Lois’ love of diving into a book and never being disturbed – regardless of events. The ability to fall asleep anywhere. Her love of chocolates and dance.
Priscilla’s way of getting her fingers caught in the mixer. Her devotion to whatever the task might be. Her love of dance throughout the years. Ever faithful.


Grandchildren:
Beth-Anne how small you were when little. Your listening ability and I still wonder what you are thinking about.
Shane the little trick you aggravated me about.
Patrick your ability to be too kind, even to me.
Jessica your love of talking talking talking you should be a lawyer
Matthew your quiet way and hiding things
Lisa your way of getting around all of us.


On the “My Grandchildren” page, contains the best words I could find to show how Nana was and what she wanted for us.

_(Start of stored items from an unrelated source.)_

PR #79, opened 2023-06-05
Do a db/tx prepare on the creation of a query

Aflynn50:
This PR prepares the query on the database/transaction when the `Query` is created.


niemeyer (changes requested):
This is preparing the statement once per query, which isn't very useful. We want to cache the database-prepared statement with a key based on the sqlair statement and probably the database this is being sent to (not sure if the sql package offers any better key for this), so that this is reused across Query objects every time we see that sqlair.Statement with in an environment that would allow reuse.

PR #80, opened 2023-06-07
Set to zero on `NULL`

Aflynn50:
With `sql.Rows.Scan`, when you are trying to read a `NULL` from the query results into a Go type, you will get an error (unless the type has `nil`). This PR changes that behaviour for SQLair. Instead of an error, the value will be set to a zero on finding a Null in the database.

If the type is already a pointer or implements `sql.Scanner` it is passed straight to `Rows.Scan`. However, if it not, a pointer to it is passed to `Scan` and after scanning, if the pointer is `nil` then the value is zeroed, otherwise it is set.


package_test.go
```diff
@@ -375,6 +375,106 @@ func (s *PackageSuite) TestIterGetErrors(c *C) {
...
+
+	var tests = []struct {
+		summary  string
+		query    string
+		types    []any
+		inputs   []any
+		outputs  []any
+		expected []any
+	}{{
+		summary:  "nulls with omityempty",
```
cole-miller: typo here (extra `y` in `omitempty`), repeated a few times further down

Aflynn50: Fixed :))

internal/expr/query.go
```diff
@@ -100,6 +102,20 @@ func (pe *PreparedExpr) Query(args ...any) (ce *QueryExpr, err error) {
...
+	Value reflect.Value
+	Valid bool
+}
+
+func (nt *NullT) Scan(src any) error {
+	if src == nil {
+		nt.Valid = false
+		return nil
+	}
+	nt.Valid = true
```
MathieuBordere: is it an issue that `nt.Valid` can be `true` when `ConvertAssign` returns an error?

Aflynn50: Fixed

internal/expr/query.go
```diff
@@ -100,6 +102,23 @@ func (pe *PreparedExpr) Query(args ...any) (ce *QueryExpr, err error) {
...
+func (nt *NullT) Scan(src any) error {
+	if src == nil {
+		nt.Valid = false
+		return nil
+	}
+	err := convert.ConvertAssign(nt.Value.Addr().Interface(), src)
+	if err == nil {
+		nt.Valid = true
+	}
+	return err
```
MathieuBordere: you never set `nt.Valid` to `false` in case of `err`. I would probably write it like this

```
nt.Valid = false
if src == nil {
    return nil
}
err := convert.ConvertAssign(nt.Value.Addr().Interface(), src)
if err == nil {
    nt.Valid = true
}
return err
```

Aflynn50: Good point, I was relying on the fact that its initialised to false and will only be used once, but theres no reason not to do it that way. Changed.

MathieuBordere: yeah, but then setting it to `false` when `src == nil` was inconsistent. Anyway, just nitpicking :-)

niemeyer (changes requested):
As discussed, we probably don't want it done like this. There are three separate problems here:

1) When _sending_ a primary key to the database, we may want it to be omitted if unset so that the database can initialize it. That would work similarly to how `omitempty` generally works in encoders and decoders in Go, so it sounds okay.

2) When _reading_, which is what this PR seems to be talking about, this isn't `omitempty` and it's not clear that is needed. It sounds like the intent here is to allow people to unmarshal NULL values into non-pointers, and that's generally supported by encoders and decoders transparently. In other words, if an int is set to NULL, it's zeroed out. We shouldn't have to force people to spell it out so this works.

3) There's a third thing mentioned which is the existence of types such as `sql.NullString`. This is the opposite of the former case in a sense, and is used when the high-level user code _wants_ to know whether this was set to NULL or not. People shouold be able to use this when they want, and I believe we don't need to do anything extraordinary in SQLair for this to be supported since we're already leveraging database/sql infrastructure.

internal/expr/query.go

My wishes for you as you grow up:
That you all go out and be what you want to be – but with love in doing so, never forgetting to help and share with each other.
Nana Anna, thank you for teaching us how to love and share. I hope we can all live up to your example.

2 Comments:

At 24 September 2005 at 02:02, Blogger Career Guy said...

You little shit! You made your mother cry--I hope you're happy now.

 
At 24 September 2005 at 09:28, Blogger -Ann said...

She was going to cry today anyway. I'm sure it wasn't the first time. (And I KNOW it wasn't the first time I made her cry.)

Besides, Mom is not exactly an Internet surfer. She wouldn't have even seen this unless someone (um YOU?) showed it to her.